Dataset excerpts
PR #1766, opened 2018-03-12
Update PaginationExtension.php

remoteclient:
This PR should allow to instantiate `DoctrineOrmPaginator` with a query instead of queryBuilder which allows to set hints. Hints are needed to make translations with gedmo/translatable work.

| Q             | A
| ------------- | ---
| Bug fix?      | no
| New feature?  | yes
| BC breaks?    | no
| Deprecations? | no
| Tests pass?   | yes
| Fixed tickets | #1694 
| License       | MIT
| Doc PR        |

Issue #1802, opened 2018-03-30
Unable to use PaginationExtension's limit/offset with custom Elasticsearch extension


dkarlovi:
I'm trying to [replace the lookup part of the process with one based on Elasticsearch](https://github.com/rollerworks/search/blob/master/lib/ApiPlatform/Elasticsearch/Extension/SearchExtension.php#L89-L97).

It works like this:
1. transform the input params into an ES query
2. ES determines exactly which documents match and returns **exact set and order** of entity IDs
3. set those entity IDs directly on the query builder and fetch exactly those entities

Required action.
Show the lines of the records that include the string "query".

Result for this task.
This PR should allow to instantiate `DoctrineOrmPaginator` with a query instead of queryBuilder which allows to set hints. Hints are needed to make translations with gedmo/translatable work.
1. transform the input params into an ES query
3. set those entity IDs directly on the query builder and fetch exactly those entities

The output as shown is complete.